Crude: As used herein, the term “crude,” when used in connection with a biological sample, refers to a sample which is in a substantially unrefined state. For example, a crude sample can be cell lysates or biopsy tissue sample. A crude sample may exist in solution or as a dry preparation.

Deletion: As used herein, the term “deletion” encompasses a mutation that removes one or more nucleotides from a naturally-occurring nucleic acid.

Disease or syndrome of interest: As used herein, a disease or syndrome of interest is head and neck cancer, and in some embodiments, more specifically HNSCC.

Detect: As used herein, the term “detect”, “detected” or “detecting” includes “measure,” “measured” or“measuring” and vice versa.

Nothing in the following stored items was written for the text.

PR #2063, opened 2026-07-11
po: Update sl.po

filmsi:
Updated Slovenian translation.

### DIFF
--- a/po/sl.po
+++ b/po/sl.po
@@ -2,12 +2,15 @@
 # SPDX-License-Identifier: LGPL-2.1-or-later
 # SPDX-FileCopyrightText: Copyright © the xdg-desktop-portal contributors
 #
+# Translators:
+# Martin Srebotnjak <miles@filmsi.net>, 2024, 2025, 2026.
+#
 msgid ""
 msgstr ""
 "Project-Id-Version: xdg-desktop-portal main\n"
-"Report-Msgid-Bugs-To: \n"
-"POT-Creation-Date: 2026-06-07 13:57+0200\n"
-"PO-Revision-Date: 2025-10-26 09:08+0100\n"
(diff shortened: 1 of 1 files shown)


filmsi:
@swick This is now updated sl.po with the right copyright text.

swick:
Thanks. We introduced a commit message check in CI. Do you get to choose the commit message in the tools you're using or is this auto generated?

Either way, to pass the current rules you'd have to prefix it, so something like: "po: Update sl.po".

filmsi:
No, I did all manually. It would me easier for me just to send you a po file.

filmsi:
I do not use any tools, just po file editor.

swick:
well, all you have to do is change the commit message (git commit --amend) and then force push.

filmsi:
I do not use git. I only edit the po file. I am not a developer. I translate UI.

swick:
Right, that's why I'm asking how the commit message got created. Does the tool allow you to change it easily? If not, I can adjust the commit message rules.

filmsi:
No, I created the issue/merge request via web interface (https://github.com/flatpak/xdg-desktop-portal/) so I cannot rename it.

filmsi:
So, can you please fix this?

swick:
Thanks for the translations! Fixed the commit message. Would be great if you can commit with a commit message which conforms to our rules yourself to make my life a bit easier.

filmsi:
Well...
It would make the life of translators (and yours) even much easier by allowing automatic pushing from GNOME Damned Lies or automatic creation of issues from Damned Lies (like glib uses from Damned Lies to gitlab.gnome.org) if you do not trust translators for automatic pushing of translations to master.
Here is an example - I added updated translation to Damned Lies and itself it created an issue:
https://l10n.gnome.org/vertimus/glib/main/po/sl/

swick:
@filmsi do you have any pointers on how we could integrate things properly?

PR #2064, opened 2026-07-14
githooks: Run when podman and docker are both installed

iinuwa:
When both `podman` and `docker` are available, `command -v podman docker` produces

```
/usr/bin/podman
/usr/bin/docker
```

which causes the container run execution to expand to `/usr/bin/podman /usr/bin/docker inspect xdg-desktop-portal:latest ...`.

Selecting the first in the output fixes the issue


swick:
Thank you!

Detectable moiety: As used herein, the term “detectable moiety” or “detectable biomolecule” or “reporter” refers to a molecule that can be measured in a quantitative assay. For example, a detectable moiety may comprise an enzyme that may be used to convert a substrate to a product that can be measured (e.g., a visible product). Or, a detectable moiety may be a radioisotope that can be quantified. Or, a detectable moiety may be a fluorophore. Or, a detectable moiety may be a luminescent molecule. Or, other detectable molecules may be used.

Epigenetic: As used herein, an epigenetic element can change gene expression by a mechanism other than a change in the underlying DNA sequences. Such elements may include elements that regulate paramutation, imprinting, gene silencing, X chromosome inactivation, position effect, reprogramming, transvection, maternal effects, histone modification, and heterochromatin.

Epitope: As used herein, the term “epitope” refers to a fragment or portion of a molecule or a molecule compound (e.g., a polypeptide or a protein complex) that makes contact with a particular antibody or antibody like proteins.